Department of Endocrinology, Mercy Hospital, Springfield, Missouri, USA.
Mercy Research Department, Springfield, Missouri, USA.
Thyroid. 2020 Jun;30(6):878-884. doi: 10.1089/thy.2019.0752. Epub 2020 Mar 11.
Current classification systems for thyroid nodules are very subjective. Artificial intelligence (AI) algorithms have been used to decrease subjectivity in medical image interpretation. One out of 2 women over the age of 50 years may have a thyroid nodule and at present the only way to exclude malignancy is through invasive procedures for those that are suspicious on ultrasonography. Hence, there exists a need for noninvasive objective classification of thyroid nodules. Some cancers have benign appearance on ultrasonogram. Hence, we decided to create an image similarity algorithm rather than image classification algorithm. Ultrasound images of thyroid nodules from patients who underwent either biopsy or thyroid surgery from February 2012 to February 2017 in our institution were used to create AI models. Nodules were excluded if there was no definitive diagnosis of it being benign or malignant. A total of 482 nodules met the inclusion criteria and all available images from these nodules were used to create the AI models. Later, these AI models were used to test 103 thyroid nodules that underwent biopsy or surgery from March 2017 to July 2018. Negative predictive value (NPV) of the image similarity model was 93.2%. Sensitivity, specificity, positive predictive value (PPV), and accuracy of the model were 87.8%, 78.5%, 65.9%, and 81.5%, respectively. When compared with published results of ultrasound thyroid cancer risk stratification systems, our image similarity model had comparable NPV with better sensitivity, specificity, and PPV. By using image similarity AI models, we can decrease subjectivity and decrease the number of unnecessary biopsies. Using image similarity AI model, we were able to create an explainable AI model that increases physician's confidence in the predictions.

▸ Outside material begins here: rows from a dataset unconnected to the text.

PR #1064, opened 2025-11-25
fix(primitives): use minicbor to validate CBOR-encoded data

### LINKED ISSUE #1008: Bug: Potential for RPC Node DOS by providing bloated webauthn signatures
### Describe the bug

The current node implementation has a potential for RPC Node DOS by providing bloated webauthn signatures which invoke O(n^2) CBOR parsing.

### LINKED ISSUE #1107: WebAuthn: Support extensions
### Describe the feature

WebAuthn extensions are currently forbidden for simplicity and security. This tracks potential future support if needed.

### Context
- Porto doesn't use WebAuthn extensions (confirmed by @jxom, @omar)
- Forbidden to minimize attack surface and keep validation simple
- Can enable later if use cases emerge (credential protection, HMAC secrets, large blob storage, etc.)

### Implementation
PR #1064 has complete implementation using `minicbor` for proper CBOR parsing. Can be revived if needed.

### Decision Criteria

Re-evaluate if:
- Porto adds extension usage
- Users request extension features
- Standards make extensions valuable

**References:** #1064, #1008

### Additional context

_No response_

0xrusowsky:
## Motivation

closes #1008 

## Solution

uses the `minicbor` crate to validate the CBOR data.
i based my impl on:
- https://www.w3.org/TR/webauthn-2/#sctn-authenticator-data
- https://www.w3.org/TR/webauthn-2/#attested-credential-data

but i was completely unfamiliar with this before, so please review carefully

note: to use `minicbor` i had to add `BlueOak-1.0.0` to the list of allowed licences in `deny.toml`


crates/primitives/src/transaction/aa_signature.rs
```diff
@@ -327,70 +328,52 @@ fn verify_webauthn_data_internal(
...
-    let flags = authenticator_data[32];
-    if (flags & 0x01) == 0 {
-        return Err("User Presence (UP) flag not set in authenticatorData");
+    // Determine authenticatorData length
+    let auth_data_len = if ed_flag == 0 {
+        // If ED flag is not set, exactly 37 bytes (no extensions)
+        MIN_AUTH_DATA_LEN
+    } else {
+        // Otherwise, we need to parse CBOR data
+        parse_auth_data_length_with_ed(webauthn_data)?
```
legion2002, line 715: Note for later, we should research in which cases the ED flag is set, and if it is not common maybe just disallow it.
This would also allow us to reduce our max webauthn signature size to be a much tighter value.

imo starting off conservative with the types of webauthn signatures we allow should be fine, we can increase progressively if users ask for it.

crates/primitives/src/transaction/aa_signature.rs
```diff
@@ -415,6 +398,29 @@ fn verify_webauthn_data_internal(
...
 }
 
+/// Parse authenticatorData length when ED flag is set.
+/// ref: <https://www.w3.org/TR/webauthn-2/#sctn-authenticator-data>
+///
+/// When the ED (Extension Data) flag is set, authenticatorData contains:
+/// - 37 bytes base (rpIdHash + flags + signCount)
+/// - CBOR-encoded extensions (variable length)
+fn parse_auth_data_length_with_ed(webauthn_data: &[u8]) -> Result<usize, &'static str> {
+    const MIN_AUTH_DATA_LEN: usize = 37;
```
legion2002: MIN_AUTH_DATA_LEN can be defined just once at the top.

legion2002 (approved):
small nit, rest lgtm

crates/primitives/src/transaction/aa_signature.rs
0xrusowsky: totally agreed, already started a discussion with @jxom and @o-az

crates/primitives/src/transaction/aa_signature.rs
0xrusowsky: addressed in [`380f413` (#1064)](https://github.com/tempoxyz/tempo/pull/1064/commits/380f41323bcfdb04e1dbb3ff20c1b506ea865c93)

fgimenez (approved):
lgtm

PR #1065, opened 2025-11-25
fix(test): more integration test fixes after bumping default hardfork

fgimenez:
fixes remaining integration tests

### DIFF
--- a/crates/node/tests/it/tip_fee_amm.rs
+++ b/crates/node/tests/it/tip_fee_amm.rs
@@ -409,14 +409,12 @@ async fn test_first_liquidity_provider() -> eyre::Result<()> {
     let validator_token = setup_test_token(provider.clone(), alice).await?;
     let fee_amm = ITIPFeeAMM::new(TIP_FEE_MANAGER_ADDRESS, provider.clone());
 
-    // Define amounts (100000 * 1e18)
-    let amount0 = uint!(100000_000000000000000000_U256);
-    let amount1 = uint!(100000_000000000000000000_U256);
+    // Define amount (100000 * 1e18)
+    let amount = uint!(100000_000000000000000000_U256);
 
-    // Mint tokens to alice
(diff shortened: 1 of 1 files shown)


crates/node/tests/it/tip_fee_manager.rs
```diff
@@ -144,8 +145,8 @@ async fn test_set_validator_token() -> eyre::Result<()> {
         .validatorTokens(validator_address)
         .call()
         .await?;
-    // Initial token should be predeployed token
-    assert_eq!(initial_token, token_id_to_address(1));
+    // Initial token should be default fee token (PathUSD in Allegretto)
```
0xKitsune: nit: can we update this comment to mention that we set this in the genesis file for clarity? (Rather than this being a protocol mechanic)

crates/node/tests/it/tip_fee_amm.rs
```diff
@@ -426,12 +428,11 @@ async fn test_first_liquidity_provider() -> eyre::Result<()> {
     assert_eq!(pool.reserveUserToken, 0);
     assert_eq!(pool.reserveValidatorToken, 0);
 
-    // Add liquidity which creates the pool
+    // Add liquidity which creates the pool (using mintWithValidatorToken)
     let mint_receipt = fee_amm
-        .mint(
+        .mintWithValidatorToken(
```
0xKitsune: nit: now that we are using `mintWithValidatorToken`, we dont need `amount0` anymore. We can also rename `amount1` to amount. This is minor and not blocking though.

crates/node/tests/it/tip_fee_manager.rs
fgimenez: yep done

crates/node/tests/it/tip_fee_amm.rs
fgimenez: done too

PR #1073, opened 2025-11-25
feat(node): add custom rpc revert errors

Zygimantass:
Returns errors like these:

```Error: server returned an error response: error code 3: execution reverted: TIP20 token error: TransfersDisabled(TransfersDisabled), data: "0x544950323020746f6b656e206572726f723a205472616e736665727344697361626c6564285472616e736665727344697361626c656429```

Instead of just execution reverted. Ideally in a follow-up we figure out how to get docs links into these errors, but I put it out of scope for this PR. The only foot gun I can think of here is forgetting to add the new errors to the ErrorRegistry.

### DIFF
--- a/.github/workflows/docker.yml
+++ b/.github/workflows/docker.yml
@@ -6,7 +6,6 @@ on:
       - main
     tags:
       - "v*.*.*"
-  pull_request:
   workflow_dispatch:
   workflow_call:
   schedule:
@@ -27,7 +26,7 @@ jobs:
     runs-on: depot-ubuntu-latest-16
     strategy:
       matrix:
-        binary: 
+        binary:
           - name: tempo
             features: "asm-keccak,jemalloc,otlp"
           - name: tempo-bench
--- a/Cargo.lock
+++ b/Cargo.lock
@@ -11266,6 +11266,8 @@ dependencies = [
  "alloy-provider",
  "alloy-rpc-types-eth",
  "alloy-serde",
+ "alloy-signer",
+ "alloy-signer-local",
  "derive_more",
  "reth-evm",
  "reth-primitives-traits",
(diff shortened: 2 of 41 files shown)

### CODE REVIEW

File: crates/precompiles/src/error.rs [hunk 1]
```diff
@@ -81,6 +88,61 @@ impl TempoPrecompileError {
...
+        let converter = Arc::clone(&converter);
+        registry.insert(
+            selector.into(),
+            Box::new(move |data: &[u8]| T::abi_decode(data).ok().map(|error| converter(error))),
+        );
+    }
+}
+
+pub type TempoPrecompileErrorRegistry =
+    HashMap<Selector, Box<dyn Fn(&[u8]) -> Option<TempoPrecompileError> + Send + Sync>>;
```
klkvr: I see, this optimizes `selector -> error` lookup

crates/node/src/rpc/error.rs
```diff
@@ -0,0 +1,81 @@
...
+        Self::EthApiError(RpcInvalidTransactionError::halt(halt, gas_limit).into())
+    }
+}
+
+impl FromRevert for TempoEthApiError {
+    fn from_revert(revert: Bytes) -> Self {
+        match tempo_precompiles::error::decode_error(&revert.0) {
+            Some(error) => Self::EthApiError(EthApiError::from_revert(Bytes::copy_from_slice(
+                error.to_string().as_bytes(),
+            ))),
```
klkvr: I think this would mess with the actual revert bytes? i.e this would change both `message` and `data` fields but we want to keep the `data`

Zygimantass: oh, maybe we should just do PrecompileError instead of RevertError here?

Zygimantass: ah, that doesnt seem to exist, nvm

Zygimantass: but you're right in that it messes with the data

PR #1075, opened 2025-11-26
fix(precompiles): ensure `Orderbook`'s best tick is always up-to-date

### LINKED ISSUE #1062: Bug: The `best_tick` in `orderbook` may not be updated in time
### Describe the bug

In crates/precompiles/src/stablecoin_exchange/mod.rs, orders with the same tick are arranged in a linked list, corresponding to one level. In the `process_pending_order function`, when a level is newly created, its tick is checked and the best_tick may be updated.

```
let prev_tail = level.tail;
if prev_tail == 0 {
    level.head = order_id;
    level.tail = order_id;

    Orderbook::set_tick_bit(self, order.book_key(), order.tick(), order.is_bid())
        .expect("Tick is valid");

    if order.is_bid() {
        if order.tick() > orderbook.best_bid_tick {
            Orderbook::update_best_bid_tick(self, order.book_key(), order.tick())?; // ===> update best tick
        }
    } else if order.tick() < orderbook.best_ask_tick {
        Orderbook::update_best_ask_tick(self, order.book_key(), order.tick())?; // ===> update best tick
    }
}
```

In subsequent transactions, the contract matches orders from the best_tick queue.However, in both the `fill_order` and `cancel_active_order` functions, the orders at a certain tick may be exhausted, but neither place checks whether the best_tick should be updated at this time:

```
let next_tick_info = if order.next() == 0 {
    Orderbook::delete_tick_level(self, book_key, order.is_bid(), order.tick())?;

    Orderbook::clear_tick_bit(self, order.book_key(), order.tick(), order.is_bid())
        .expect("Tick is valid");

    let (tick, has_liquidity) =
        Orderbook::next_initialized_tick(self, book_key, order.is_bid(), order.tick());
    // ===> just delete, clear and search next
}
......
// If this was the last order at this tick, clear the bitmap bit
if level.head == 0 {
    Orderbook::clear_tick_bit(self, order.book_key(), order.tick(), order.is_bid()) // ===> just clear bit_map
        .expect("Tick is valid");
}
```

Then, `get_best_price_level` may return an incorrect level. Since the level.head is 0 at this time, the 0th order is used first in subsequent transactions, which may lead to:
1. Transactions deviate from the expected processing logic, starting from order 0 instead of the best order;
2. The tick 0 queue may be mistakenly deleted and the corresponding bitmap cleared, so the orders in this queue will never be selected for trading and can only be canceled;
3. best_tick may be occupied by an incorrect value for a long time until a better queue is created next time.For reference, in the Solidity implementation, best_tick is updated in `fillOrder`, but not in the cancel function:

0xrusowsky:
## Motivation

closes #1062 

## Solution

ensure that `best_tick` updated when:
- filling orders that consume all its liquidity
- cancelling an active order that represented all the liquidity at the best tick

### DIFF
--- a/crates/precompiles/src/stablecoin_exchange/mod.rs
+++ b/crates/precompiles/src/stablecoin_exchange/mod.rs
@@ -4219,7 +4219,7 @@ mod tests {
 
     #[test]
     fn test_best_tick_updates_on_fill() -> eyre::Result<()> {
-        let mut storage = HashMapStorageProvider::new(1);
+        let mut storage = HashMapStorageProvider::new(1).with_spec(TempoHardfork::Allegretto);
         let mut exchange = StablecoinExchange::new(&mut storage);
         exchange.initialize()?;
 
@@ -4303,7 +4303,7 @@ mod tests {
 
     #[test]
     fn test_best_tick_updates_on_cancel() -> eyre::Result<()> {
-        let mut storage = HashMapStorageProvider::new(1);
+        let mut storage = HashMapStorageProvider::new(1).with_spec(TempoHardfork::Allegretto);
         let mut exchange = StablecoinExchange::new(&mut storage);
         exchange.initialize()?;
 


crates/precompiles/src/stablecoin_exchange/mod.rs
```diff
@@ -791,6 +791,15 @@ impl<'a, S: PrecompileStorageProvider> StablecoinExchange<'a, S> {
...
                 Orderbook::next_initialized_tick(self, book_key, order.is_bid(), order.tick());
 
+            // Update best_tick when tick is exhausted
+            if order.is_bid() {
+                let new_best = if has_liquidity { tick } else { i16::MIN };
+                Orderbook::update_best_bid_tick(self, book_key, new_best)?;
+            } else {
+                let new_best = if has_liquidity { tick } else { i16::MAX };
+                Orderbook::update_best_ask_tick(self, book_key, new_best)?;
+            }
```
0xKitsune: We need to gate this behind a hardfork.

crates/precompiles/src/stablecoin_exchange/mod.rs
```diff
@@ -1212,6 +1221,31 @@ impl<'a, S: PrecompileStorageProvider> StablecoinExchange<'a, S> {
...
+                );
+
+                if order.is_bid() {
+                    let new_best = if has_liquidity { next_tick } else { i16::MIN };
+                    Orderbook::update_best_bid_tick(self, order.book_key(), new_best)?;
+                } else {
+                    let new_best = if has_liquidity { next_tick } else { i16::MAX };
+                    Orderbook::update_best_ask_tick(self, order.book_key(), new_best)?;
+                }
+            }
```
0xKitsune, line 1252: Same here this needs to be gated behind a hardfork.

PR #1080, opened 2025-11-26
refactor(tempo-bench): simplifications, tracing logs, idiomatic Alloy

shekhirin:
1. Removes manual nonce, gas limit, and gas price management
2. Adds tracing logs
3. Simplifies weighted transaction type choosing
4. Makes the Alloy usage more idiomatic by having contract instances initialized with the providers, and sending the transactions through them, instead of manually signing first and then broadcasting

### DIFF
--- a/bin/tempo-bench/src/cmd/max_tps/dex.rs
+++ b/bin/tempo-bench/src/cmd/max_tps/dex.rs
@@ -51,6 +51,7 @@ pub(super) async fn setup(
             .iter()
             .map(|(signer, _)| signer.address())
             .flat_map(|signer| {
+                #[expect(clippy::redundant_iter_cloned)] // False positive
                 user_tokens.iter().cloned().map(move |token| {
                     Box::pin(async move {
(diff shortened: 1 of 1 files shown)


bin/tempo-bench/src/cmd/max_tps/dex.rs
```diff
@@ -1,156 +1,105 @@
...
+    futures.extend(
+        signer_providers
+            .iter()
+            .map(|(signer, _)| signer.address())
+            .flat_map(|signer| {
+                user_tokens.iter().cloned().map(move |token| {
+                    Box::pin(async move {
+                        let tx = token.mint(signer, mint_amount);
+                        tx.send().await
+                    }) as BoxFuture<'static, _>
```
mattsse, line 59: actually unsure if these are still needed after the first type hint

shekhirin: they are, yeah ☹️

目前的甲状腺结节分类系统非常主观。人工智能 (AI) 算法已被用于减少医学图像解释中的主观性。每 2 个 50 岁以上的女性中就有 1 个可能患有甲状腺结节,目前排除恶性肿瘤的唯一方法是对超声检查可疑的结节进行有创性检查。因此,需要对甲状腺结节进行非侵入性的客观分类。一些癌症在超声检查中表现为良性。因此,我们决定创建一种图像相似性算法,而不是图像分类算法。
我们使用 2012 年 2 月至 2017 年 2 月期间在我院接受活检或甲状腺手术的甲状腺结节患者的超声图像来创建 AI 模型。如果没有明确诊断为良性或恶性,则排除结节。共有 482 个结节符合纳入标准,所有这些结节的可用图像均用于创建 AI 模型。然后,我们使用这些 AI 模型来测试 2017 年 3 月至 2018 年 7 月期间接受活检或手术的 103 个甲状腺结节。
图像相似性模型的阴性预测值 (NPV) 为 93.2%。该模型的灵敏度、特异性、阳性预测值 (PPV) 和准确性分别为 87.8%、78.5%、65.9%和 81.5%。
与已发表的超声甲状腺癌风险分层系统的结果相比,我们的图像相似性模型具有可比的 NPV,同时具有更高的灵敏度、特异性和 PPV。通过使用图像相似性 AI 模型,我们可以减少主观性并减少不必要的活检数量。使用图像相似性 AI 模型,我们创建了一个可解释的 AI 模型,增加了医生对预测的信心。